Костя остановился перевести дух, вытер рукавом липкий похмельный пот, скривил улыбку:

– Да-а?..

– Будь здоров! – Валерка заржал. Тебя мой молодой на себе до роты… Дрозд!

На крыльцо выскочил здоровенный, стриженный налысо молодой.

– Вот этот, – сказал Валерка.

– Ага. – Костя кивнул, благодаря не молодого, а Валерку, поскольку молодыми распоряжался он. – Ничего такого, Валер?.. А?

– Нормальный ход. Тебя Рехт, дружок твой, заловил, хотел на губу. Еле отбил… Москвичей не любит, только так!

– Спасибо В… – пробормотал Костя, берясь за тачку.

– Земель!
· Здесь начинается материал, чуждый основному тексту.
PR #1391, opened 2024-02-06
feat: Support AMD GPU in docker image

KagurazakaNyaa:
ROCm and CUDA are not suitable for building in the same docker image, so I separated 3 different device types.
Because I don't have a macos device to build and test locally so I didn't add the `metal` type.

### DIFF
--- a/.github/workflows/docker.yml
+++ b/.github/workflows/docker.yml
@@ -3,15 +3,15 @@ name: Create and publish docker image
 on:
   workflow_dispatch:
   schedule:
-    - cron: '0 20 */1 * *'
+    - cron: "0 20 */1 * *"
   push:
     tags:
-      - 'v*'
-      - '!*-dev'
+      - "v*"
+      - "!*-dev"
 
 concurrency:
-  group: ${{ github.workflow }}-${{ github.head_ref || github.ref_name }} 
-  
+  group: ${{ github.workflow }}-${{ github.head_ref || github.ref_name }}
+
   # If this is enabled it will cancel current running and start latest
   cancel-in-progress: true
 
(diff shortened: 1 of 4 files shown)


wsxiaoys:
Thanks for the PR. Have you checked our linux binary distribution? It probably an easier way to utilize tabby on linux systems.

KagurazakaNyaa:
> Thanks for the PR. Have you checked our linux binary distribution? It probably an easier way to utilize tabby on linux systems.

Yes, I understand that using the binary distribution directly is an easy way, but then you have to manually manage updates and write systemd units, install rocm or cuda runtimes. Maybe these troubles can be avoided after this project enters the AUR/Debian repository/PPA, but currently the most convenient way is to run the docker container.

wsxiaoys:
Right - I was primarily considering that it could be much easier to create a Docker image for rocm/cpu since we have binary distributions as first-class release artifacts. You could simply download the binary into the Docker container.

I would still maintain the CUDA build as it is for legacy reasons. There are existing systems that rely on the current build behavior for deploying Tabby.

KagurazakaNyaa:
> Right - I was primarily considering that it could be much easier to create a Docker image for rocm/cpu since we have binary distributions as first-class release artifacts. You could simply download the binary into the Docker container.
> 
> I would still maintain the CUDA build as it is for legacy reasons. There are existing systems that rely on the current build behavior for deploying Tabby.

Indeed, maybe I should modify the build method so that the builder step does not build the binary file from the source code but downloads the binary file directly from the GitHub release based on the tag?

wsxiaoys:
One way to do so, is to trigger docker build after https://docs.github.com/en/actions/using-workflows/events-that-trigger-workflows#release event, instead of tag push?

KagurazakaNyaa:
A strange situation occurred. When I used the binary file directly, it seemed that I could not correctly call amdgpu for calculations.
Maybe I should open a new issue to describe this problem.

KagurazakaNyaa:
ref #1404 
I submitted the method of using download instead of building to the download branch, maybe I can test the results on more devices.

wsxiaoys:
close in favor of #1543

PR #1405, opened 2024-02-07
feat(ui, webserver): add general settings

liangfung:
https://jam.dev/c/0213fd14-1aab-45d6-8e69-92a0ab9d741d


ee/tabby-ui/app/(dashboard)/settings/general/components/security-form.tsx
```diff
@@ -0,0 +1,194 @@
...
+                </FormDescription>
+              </FormItem>
+            )}
+          />
+          <div>
+            {fields.map((field, index) => (
+              <FormField
+                control={form.control}
+                key={field.id}
+                name={`domainList.${index}.value`}
```
liangfung, line 134: @wsxiaoys  Due to the implementation of 'useFieldArray', there is a data structure transformation here, and the form path will look like 'domainList.0.value'

PR #1406, opened 2024-02-07
refactor(webserver): move scheduler cron to webserver

wsxiaoys:


ee/tabby-webserver/src/cron/scheduler.rs
```diff
@@ -0,0 +1,89 @@
+use std::{process::Stdio, sync::Arc, time::Duration};
+
+use tokio::io::AsyncBufReadExt;
+use tokio_cron_scheduler::Job;
+use tracing::{info, warn};
+
+use crate::schema::{job::JobService, worker::WorkerService, ServiceLocator};
+
+pub async fn scheduler_job(
```
boxbeam, line 9: This function is long and does many things. I think it should be split up, particularly building the command and piping process output.

crates/tabby-scheduler/src/lib.rs
```diff
@@ -5,101 +5,39 @@ mod index;
...
-use tokio::io::AsyncBufReadExt;
 use tokio_cron_scheduler::{Job, JobScheduler};
 use tracing::{error, info, warn};
 
-pub async fn scheduler<T: RepositoryAccess + 'static>(
-    now: bool,
-    access: T,
-    args: &[String],
-) -> Result<()> {
+pub async fn scheduler<T: RepositoryAccess + 'static>(now: bool, access: T) -> Result<()> {
```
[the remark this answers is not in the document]
wsxiaoys: it no longer have access to job runs

ee/tabby-webserver/src/cron/scheduler.rs
wsxiaoys: ack, should be better to do as a followup pr

PR #1407, opened 2024-02-07
refactor(webserver): ensure only services could rely on tabby_db dire…

wsxiaoys:
…ctly

### DIFF
--- a/.github/workflows/test-rust.yml
+++ b/.github/workflows/test-rust.yml
@@ -33,7 +33,7 @@ jobs:
           submodules: recursive
 
       - name: Service shouldn't depends on juniper::ID
-        run: bash -c '! grep "juniper::ID" -r ./ee/tabby-webserver/src/service'
+        run: bash -c '! grep "juniper::ID" -r ./ee/tabby-webserver/src/service --exclude ./ee/tabby-webserver/src/service/dao.rs'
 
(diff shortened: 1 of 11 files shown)


.github/workflows/test-rust.yml
```diff
@@ -33,7 +33,10 @@ jobs:
           submodules: recursive
 
       - name: Service shouldn't depends on juniper::ID
-        run:  bash -c '! grep "juniper::ID" -r ./ee/tabby-webserver/src/service'
+        run: bash -c '! grep "juniper::ID" -r ./ee/tabby-webserver/src/service'
+
+      - name: Only service could depends on tabby_db
+        run: bash -c '! grep "tabby_db::" -r ./ee/tabby-webserver/src --exclude-dir ./ee/tabby-webserver/src/service'
```
wsxiaoys, line 39: Not sure if this is the best way to do lints like this, let me know if you know a better solution @boxbeam

boxbeam (approved):

.github/workflows/test-rust.yml
boxbeam: Seems reasonable enough to me

wsxiaoys: endup using https://github.com/ast-grep/ast-grep as lint

PR #853, opened 2017-08-14
Remove references to old parsoid tables

Pchelolo:
To prepare for the truncation we need to delete references to old tables and delete the fallback.

To be deployed not earlier then Tuesday afternoon Aug 15

cc @wikimedia/services

### DIFF
--- a/sys/parsoid.js
+++ b/sys/parsoid.js
@@ -904,12 +904,14 @@ module.exports = (options) => {
                     version: 1
                 }
             },
+            /* This keyspace is not used yet - no need to create it
             {
                 uri: `/{domain}/sys/key_rev_value/parsoid.data-mw`,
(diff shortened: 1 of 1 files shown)


sys/parsoid.js
```diff
@@ -888,18 +865,6 @@ module.exports = (options) => {
...
-                        type: 'latest',
-                        count: 1,
-                        grace_ttl: 86400
-                    },
-                    valueType: 'blob',
-                    version: 1
-                }
-            },
-            {
                 uri: `/{domain}/sys/${options.bucket_type}/parsoid.html-2`,
```
d00rman: Since we don't use `options.bucket_type` any more in the code, we should probably fix this to `key_rev_value`

PR #854, opened 2017-08-17
Update security headers

gwicke:
- Allow access to response headers of HEAD requests.
- Allow access to `content-length` response header. This is useful for
clients wishing to avoid downloading large pages or resources, by first
checking for the response size with a HEAD request.
- Restrict cross-origin referrer header forwarding to relay the origin
(domain) only. This avoids revealing the precise page / API result a
client navigated from.

Bug: https://phabricator.wikimedia.org/T173509

### DIFF
--- a/test/features/pagecontent/pagecontent.js
+++ b/test/features/pagecontent/pagecontent.js
@@ -21,10 +21,11 @@ describe('item requests', function() {
         .then(function(res) {
             assert.deepEqual(res.status, 200);
             assert.deepEqual(res.headers['access-control-allow-origin'], '*');
-            assert.deepEqual(res.headers['access-control-allow-methods'], 'GET');
-            assert.deepEqual(res.headers['access-control-allow-headers'], 'accept, content-type, cache-control, ' +
+            assert.deepEqual(res.headers['access-control-allow-methods'], 'GET,HEAD');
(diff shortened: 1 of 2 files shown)


test/features/pagecontent/pagecontent.js
```diff
@@ -21,8 +21,8 @@ describe('item requests', function() {
         .then(function(res) {
             assert.deepEqual(res.status, 200);
             assert.deepEqual(res.headers['access-control-allow-origin'], '*');
-            assert.deepEqual(res.headers['access-control-allow-methods'], 'GET');
-            assert.deepEqual(res.headers['access-control-allow-headers'], 'accept, content-type, cache-control, ' +
+            assert.deepEqual(res.headers['access-control-allow-methods'], 'GET,HEAD');
+            assert.deepEqual(res.headers['access-control-allow-headers'], 'accept, content-type, content-length, cache-control, ' +
```
Pchelolo: Let's test for `referrer-policy` as well since we're testing for all the CORS headers here.

gwicke: Good point. Added.

Pchelolo:
+1 Let's wait for travis and merge

PR #855, opened 2017-08-22
Correct the spec for cxserver machine translation

santhoshtr:
1. The consume type is application/x-www-form-urlencoded like
   parsoid.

Погоди…

Молодой с интересом наблюдал за ними.

– Кыш! – прошипел Валерка, и молодой исчез. – Вчера обстриг их налысо, обросли, как деды. Тебя как зовут, забываю?

– Константин, – как можно спокойнее ответил Костя.

– Слышь, земеля, трояк не займешь? Молодым осетрины прислали с Оби. Я считаю, им вредно. А?

– Вредно, – небрежно, по-дедовски кивнул Костя.

– Короче, трояк займи, рассыпухи берем, и вечерком приходи. Телек позырим. «Братья Карамазовы».

Костя с трудом понимал Валерку. Деньги нужны. Денег нет.

– Денег-то, В…

– Ну, здрасте, приехали! – Валерка хлопнул себя руками по ляжкам. – Как бухать – есть, как земелю выручить – от винта! Хреновый ты земеля! Я таких в гробу видал!..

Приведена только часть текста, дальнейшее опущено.